> [TASK INPUT]:

PR #276, opened 2024-05-06
Implement underlining and strikethrough for Masonry

DJMcNab:
This will be needed to follow on from #273 (showing the pre-edit region visually)

underline on Lorem Ipsum.

and

stikethrough on Lorem Ipsum

cc @dfrg for awareness, I'm not certain on the maths (but that doesn't need to block merging)

### DIFF
--- a/crates/masonry/src/text_helpers.rs
+++ b/crates/masonry/src/text_helpers.rs
@@ -148,6 +148,39 @@ pub fn render_text(
                     &line,
                 )
             }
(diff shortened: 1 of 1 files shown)


dfrg (approved):
I haven’t tested this but the math looks correct. Thanks!

DJMcNab:
Fixed image of the underlining:
some lorem ipsum text with an underline.

PR #278, opened 2024-05-06
masonry: Require `ParentWindowOrigin` lifecycle when origin of child has changed

Philipp-M:
Fixes the issue described in #265.

I *think* this is the proper fix, it seems to be similar as in previous xilem (where I think that pass is called `ViewContextChanged`).


DJMcNab (approved):
Approving based on Zulip discussion.
Unblocks more `to_do_mvc` features

PR #283, opened 2024-05-07
Update dependencies.

xStrom:
These are the results of running

```sh
cargo upgrade --ignore-rust-version
cargo update
```

in preparation for the upcoming release.

These are semver compatible updates.


raphlinus (approved):
Thanks!

PR #284, opened 2024-05-07
Implement underlining for IME areas

DJMcNab:
image


xStrom (approved):
Needs more research on Windows behavior, but approving for other platform sakes.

> [TASK TO CARRY OUT]:
Scan the records above for the string "dfrg", then copy each line where it turns up.

> [RESULT]:
cc @dfrg for awareness, I'm not certain on the maths (but that doesn't need to block merging)
dfrg (approved):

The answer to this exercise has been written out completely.